Sep 6, 2017

Implementing Communities of Practice - In Practice

Lately I've been suffering from a writer's block, because I stumble to the fact that I've already written about the topic I have in mind. I've already written about Communities of Practice too, but now I have a different angle.


I'm currently working as a People Manager in a big finnish software & telco company. Title doesn't probably tell much, but in practice it means that I'm an administrative supervisor for ~30 persons. My closest colleague has a team of about same size, but we are strongly trying to operate as one big team with two supervisors. And to do it so that every person in our teams could discuss with either one of us and things would simply work.

At the same time I want to underline that we are serving the people, not the other way. In our field it's the experts who create all the customer value. They are the rockstars or boxing champs. We are the coaches and managers who make sure they can concentrate on where they excel.


But this is just the foundation. My duty is making sure we have the right staff and that there aren't any major impediments. I don't really manage the daily work, that guidance comes from the self-managing agile teams.

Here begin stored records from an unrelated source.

PR #10324, opened 2024-04-18
Desktop: Resolves #1752: Added capability to toggle visibility of the Menu Bar from the View menu

LightTreasure:
#### _What this does_:
This PR adds a new item to the View Menu called "Toggle Menu Bar", and proposes `Ctrl+Shift+M` as its default keyboard shortcut. Clicking on this item or using the shortcut toggles the visibility of the menu bar. Also, when the bar is hidden, pressing `Alt` will temporarily show the menu bar
**EDIT**: The menu item is not shown on Mac since macOS does not allow for hiding menus.  

This feature has been requested via the following issues:
- #1752 
- #3894

It has also been requested on the Joplin Forum:
- https://discourse.joplinapp.org/t/hide-menubar/8731
- https://discourse.joplinapp.org/t/fr-toggle-tool-bar-and-menu-bar-distraction-free-mode/4430 

#### _How implemented_:
Builds on @tinyoverflow's previously submitted [pull request](https://github.com/laurent22/joplin/pull/9603) to address the same issue. This work incorporates @laurent22's feedback in that PR to add this capability as a View Menu item instead of it being present on the settings page.

- Added a new entry to the 'View' Menu, called "Toggle menu bar", with a proposed keyboard shortcut `Ctrl+Shift+M` (defined in `lib/services/KeymapService.ts`), and a localization string added to `tools/locales/joplin.pot` and english translation `tools/locales/en_US.po`
- Added a new, non-public setting called `hideMenuBar`, a boolean with the default value of `false`, applicable only to the Desktop App (defined in `lib/models/Setting.ts`)
- Created a MainScreen Command called `toggleMenuBar()`, which contains the main implementation. This flips the value of the `hideMenuBar` setting and then correspondingly calls `setAutoHideMenuBar()` and  `setMenuBarVisibility()` on the Electron Window.
- Added a similar function called `updateMenuBar()` in `app-desktop/app.ts` - Called during initializatoin, this function calls `setAutoHideMenuBar()` and  `setMenuBarVisibility()` based on the value of the `hideMenuBar` setting.
- `toggleMenuBar()` and `updateMenuBar()` do not do anything on Mac.

#### _Usage with screenshots_:
The new menu entry:
joplin_menuentry

When the setting is toggled:
joplin_nomenu

Toggling again brings the menu back:
joplin_start

#### _Issues_:
Sometimes, after hiding the menu bar, the window is left with a white empty area, indicating that the contents aren't painted correctly. @tinyoverflow also mentioned this issue in their PR. I've tried debugging this, but haven't been able to fix it. My guess is that Electron isn't repainting the window properly after the menu bar is hidden.
joplin_nomenu_whitearea


LightTreasure:

packages/tools/locales/en_US.po
```diff
@@ -4938,6 +4938,10 @@ msgstr ""
 msgid "Toggle external editing"
 msgstr ""
 
+#: packages/app-desktop/gui/MainScreen/commands/toggleMenuBar.ts:9
+msgid "Toggle menu bar"
+msgstr ""
+
```
laurent22: You don't need to add this here - that will be done automatically as long as you wrap the translatable strings in `_(...)` which you did

packages/app-desktop/gui/MainScreen/commands/toggleMenuBar.ts
```diff
@@ -0,0 +1,26 @@
...
+		execute: async () => {
+			// Defensive code: macOS disallows hiding the menu bar, so ignore this Command
+			if (shim.isMac()) return;
+
+			const electronWindow = bridge().window();
+			Setting.toggle('hideMenuBar');
+
+			// Now apply the setting
+			electronWindow.setAutoHideMenuBar(Setting.value('hideMenuBar'));
+			electronWindow.setMenuBarVisibility(!Setting.value('hideMenuBar'));
```
laurent22: Please remove, since you're already doing this in the reducer middleware

packages/lib/models/Setting.ts
```diff
@@ -1283,6 +1283,13 @@ class Setting extends BaseModel {
 				isGlobal: true,
 			},
 
+			hideMenuBar: {
+				value: false,
+				type: SettingItemType.Bool,
+				public: false,
+				appTypes: [AppType.Desktop],
+			},
```
laurent22: Sorry would you mind naming it "showMenuBar" and setting it to `true` by default? This is the pattern we try to follow to avoid double-negations.

packages/app-desktop/app.ts
```diff
@@ -201,6 +205,15 @@ class Application extends BaseApplication {
...
 	}
 
+	public updateMenuBar() {
+		// macOS disallows the removal of the menu bar
+		if (shim.isMac()) return;
+
+		const window = bridge().window();
+		window.setAutoHideMenuBar(Setting.value('hideMenuBar'));
+		window.setMenuBarVisibility(!Setting.value('hideMenuBar'));
+	}
```
laurent22: We have a `MenuBar` component to handle the menu. Would you mind moving the logic over there? If you need some help implementing this please let me know.

Essentially you'll need to add this to `mapStateToProps`:

`showMenuBar: state.settings.showMenuBar,`

Then check the value of `props.showMenuBar` from the component and hide/show it based on this.

The reason for doing it that way is to encapsulate all menu bar related logic in the same place, and to avoid the need to sync the settings and the state in the middleware.

LightTreasure: Thanks for the review! Makes sense - I'll try implementing it this way and reply back here.

packages/lib/models/Setting.ts
LightTreasure: Agreed, I'll change it.

packages/tools/locales/en_US.po
LightTreasure: I've removed this in the latest commit

packages/app-desktop/gui/MainScreen/commands/toggleMenuBar.ts
LightTreasure: I've removed this file and the references to this command in the latest commit

packages/lib/models/Setting.ts
LightTreasure: Changed in the latest commit.

packages/app-desktop/app.ts
LightTreasure: Moved the implementation to the `MenuBar` component in the latest commit. That simplifies things a lot!

packages/app-desktop/gui/MenuBar.tsx
```diff
@@ -190,6 +191,15 @@ function menuItemSetEnabled(id: string, enabled: boolean) {
 	menuItem.enabled = enabled;
 }
 
+function applyMenuBarVisibility(props: Props) {
```
laurent22: `const applyMenuBarVisibility = (props:Props => {` (see coding style guide)

packages/app-desktop/gui/MenuBar.tsx
```diff
@@ -760,6 +770,15 @@ function useMenu(props: Props) {
...
 						menuItemDic.toggleSideBar,
+						shim.isMac() ? noItem : {
+							label: _('Toggle menu bar'),
+							accelerator: keymapService.getAccelerator('toggleMenuBar'),
+							click: () => {
+								Setting.setValue('showMenuBar', !Setting.value('showMenuBar'));
+								applyMenuBarVisibility(props);
+							},
+						},
+						// shim.isMac() ? noItem : menuItemDic.toggleMenuBar,
```
laurent22: Hmm, but I'm not sure why you removed your command? That was the correct way to implement this, since it would be a command that can also be triggered from user scripts. It will also automatically register the keyboard shortcut.

Once the command is created, you can add it to `menuCommandName.ts` and then add it to the menu using the `menuItemDic.xxxx` pattern (see other commands in the menu)

packages/app-desktop/gui/MenuBar.tsx
laurent22: And actually only pass to the function that variables that you need - so just "showMenuBar", not the whole props

packages/tools/locales/joplin.pot
```diff
@@ -4651,6 +4651,10 @@ msgstr ""
 msgid "Toggle external editing"
 msgstr ""
 
+#: packages/app-desktop/gui/MenuBar.tsx:774
+msgid "Toggle menu bar"
+msgstr ""
+
```
laurent22: Please remove - this will be done automatically

laurent22 (commented):
Nearly there but please bring back the command you had created

packages/app-desktop/gui/MenuBar.tsx
LightTreasure: Whoops. Fixed.

packages/tools/locales/joplin.pot
LightTreasure: Ah I see. Not very familiar with this style of localization. Removed it.

packages/app-desktop/gui/MenuBar.tsx
LightTreasure: Apologies - I clicked on "View Reviewed changes" in GitHub. For some reason, in that view, GitHub doesn't show which lines the comment applied to. I assumed you meant that I should remove the entire file.

LightTreasure: Restored the command and used it for the implementation.

packages/app-desktop/gui/MainScreen/commands/toggleMenuBar.ts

Our teams each serve a few customers. That enables us to get the benefit from working together for long enough to reach high performing state, and on the other hand, enough flexibility and variance so the work doesn't get boring. Teams are headed by a Technical Product Owner who handles the team's backlog.


With our team based organization structure alone we carry a big risk of slipping into silos. Self-managing and self-organizing teams are great, but really big benefits materialize when we can learn from each other. This is why we need the communities of practice (or in short CoP).

Before we reorganized ourselves into the current form, I headed the Technical Product Owner team. We had a community of practice. And I'm really proud to see they still have one even after I stopped facilitating the meetings. As a side note, it's a perfect way to acid test your coaching results. What happens when you're not around? If everything halts, you should maybe look into the mirror.


We have also other CoPs. One for designers, one for testers, one for architects and so on. Most of these communities are headed by a Technical Lead. These people are our most superb technical experts who are tasked with the goal of making our people competitive in the long run. They coach and mentor others in their technical field. It's actually a great opportunity for a younger professionals to grow.

And actually some of these communities extend beyond our unit boundaries. Our company has thousands of employees and our unit has sister units in other divisions. With similar organization structures we have been able to extend the sharing of knowledge. This work is largely unfinished, but already for example the designers have weekly meetings together and testing is coordinated across the whole company. Personally I'd like to grow our Agile Community, but without concrete shared projects it's difficult to find the common ground. But maybe we arrange some event together and see where it goes.